*Task brief:*
Filter the listing below down to the lines holding the word "should", and copy those lines.

*Source information:*

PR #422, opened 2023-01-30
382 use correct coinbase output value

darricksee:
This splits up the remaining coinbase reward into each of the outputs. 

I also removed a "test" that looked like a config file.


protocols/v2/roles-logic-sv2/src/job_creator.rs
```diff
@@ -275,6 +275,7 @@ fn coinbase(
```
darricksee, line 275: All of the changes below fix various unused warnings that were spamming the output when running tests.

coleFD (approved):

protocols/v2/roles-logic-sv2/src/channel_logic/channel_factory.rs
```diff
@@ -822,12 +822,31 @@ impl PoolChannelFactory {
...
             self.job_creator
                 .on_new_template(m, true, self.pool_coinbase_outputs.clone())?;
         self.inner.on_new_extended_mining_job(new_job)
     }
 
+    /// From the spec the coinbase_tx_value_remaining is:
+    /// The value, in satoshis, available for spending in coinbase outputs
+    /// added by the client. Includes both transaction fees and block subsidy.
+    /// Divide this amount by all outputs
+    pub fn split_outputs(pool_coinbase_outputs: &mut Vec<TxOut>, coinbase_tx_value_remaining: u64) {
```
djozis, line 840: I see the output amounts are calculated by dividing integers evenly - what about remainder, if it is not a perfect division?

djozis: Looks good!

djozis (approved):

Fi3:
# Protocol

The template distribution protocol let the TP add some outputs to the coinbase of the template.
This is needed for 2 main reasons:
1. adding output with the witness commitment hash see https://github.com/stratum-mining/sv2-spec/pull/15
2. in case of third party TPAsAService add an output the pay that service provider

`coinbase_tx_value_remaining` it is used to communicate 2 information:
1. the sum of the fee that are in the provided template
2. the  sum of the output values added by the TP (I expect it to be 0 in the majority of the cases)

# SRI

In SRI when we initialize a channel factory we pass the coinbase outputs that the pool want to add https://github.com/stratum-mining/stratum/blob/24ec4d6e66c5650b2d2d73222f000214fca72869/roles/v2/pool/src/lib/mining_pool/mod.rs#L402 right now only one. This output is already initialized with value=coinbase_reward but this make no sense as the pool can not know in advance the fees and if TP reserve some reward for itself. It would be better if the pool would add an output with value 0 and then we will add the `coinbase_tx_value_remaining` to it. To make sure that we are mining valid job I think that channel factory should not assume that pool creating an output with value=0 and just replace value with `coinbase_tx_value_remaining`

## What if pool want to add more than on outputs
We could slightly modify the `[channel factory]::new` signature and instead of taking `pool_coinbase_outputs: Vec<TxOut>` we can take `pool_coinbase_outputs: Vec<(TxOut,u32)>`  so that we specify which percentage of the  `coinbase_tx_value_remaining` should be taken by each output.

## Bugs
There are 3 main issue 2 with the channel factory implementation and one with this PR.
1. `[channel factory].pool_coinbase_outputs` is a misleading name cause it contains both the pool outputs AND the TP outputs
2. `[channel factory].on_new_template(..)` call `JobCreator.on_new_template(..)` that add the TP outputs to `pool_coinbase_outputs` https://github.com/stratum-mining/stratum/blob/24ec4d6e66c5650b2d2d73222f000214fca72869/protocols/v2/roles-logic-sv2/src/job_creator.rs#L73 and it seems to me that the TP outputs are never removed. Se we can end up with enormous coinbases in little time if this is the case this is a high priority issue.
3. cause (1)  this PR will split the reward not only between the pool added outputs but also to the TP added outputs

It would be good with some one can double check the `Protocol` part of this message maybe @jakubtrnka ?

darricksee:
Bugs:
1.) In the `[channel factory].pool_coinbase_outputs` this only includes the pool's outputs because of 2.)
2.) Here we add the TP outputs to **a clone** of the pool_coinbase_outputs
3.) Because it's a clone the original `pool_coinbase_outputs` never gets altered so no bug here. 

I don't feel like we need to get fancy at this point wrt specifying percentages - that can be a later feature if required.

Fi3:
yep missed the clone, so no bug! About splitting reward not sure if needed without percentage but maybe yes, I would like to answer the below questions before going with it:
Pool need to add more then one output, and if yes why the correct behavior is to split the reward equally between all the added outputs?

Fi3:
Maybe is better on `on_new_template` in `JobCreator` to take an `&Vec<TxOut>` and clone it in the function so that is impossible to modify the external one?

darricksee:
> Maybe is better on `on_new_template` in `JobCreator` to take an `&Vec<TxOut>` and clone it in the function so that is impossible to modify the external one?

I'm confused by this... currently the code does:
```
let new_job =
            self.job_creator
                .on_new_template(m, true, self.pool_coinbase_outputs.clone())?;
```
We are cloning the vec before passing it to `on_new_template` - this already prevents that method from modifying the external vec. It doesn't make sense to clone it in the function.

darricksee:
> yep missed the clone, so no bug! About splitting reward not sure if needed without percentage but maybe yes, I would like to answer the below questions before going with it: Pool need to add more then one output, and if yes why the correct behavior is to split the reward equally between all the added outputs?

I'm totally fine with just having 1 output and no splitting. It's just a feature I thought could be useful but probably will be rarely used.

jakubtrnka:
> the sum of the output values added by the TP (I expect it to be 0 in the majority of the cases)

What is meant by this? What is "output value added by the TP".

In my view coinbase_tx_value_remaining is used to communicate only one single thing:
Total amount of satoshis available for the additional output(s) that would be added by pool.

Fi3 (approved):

*Response box:*
In SRI when we initialize a channel factory we pass the coinbase outputs that the pool want to add https://github.com/stratum-mining/stratum/blob/24ec4d6e66c5650b2d2d73222f000214fca72869/roles/v2/pool/src/lib/mining_pool/mod.rs#L402 right now only one. This output is already initialized with value=coinbase_reward but this make no sense as the pool can not know in advance the fees and if TP reserve some reward for itself. It would be better if the pool would add an output with value 0 and then we will add the `coinbase_tx_value_remaining` to it. To make sure that we are mining valid job I think that channel factory should not assume that pool creating an output with value=0 and just replace value with `coinbase_tx_value_remaining`
We could slightly modify the `[channel factory]::new` signature and instead of taking `pool_coinbase_outputs: Vec<TxOut>` we can take `pool_coinbase_outputs: Vec<(TxOut,u32)>`  so that we specify which percentage of the  `coinbase_tx_value_remaining` should be taken by each output.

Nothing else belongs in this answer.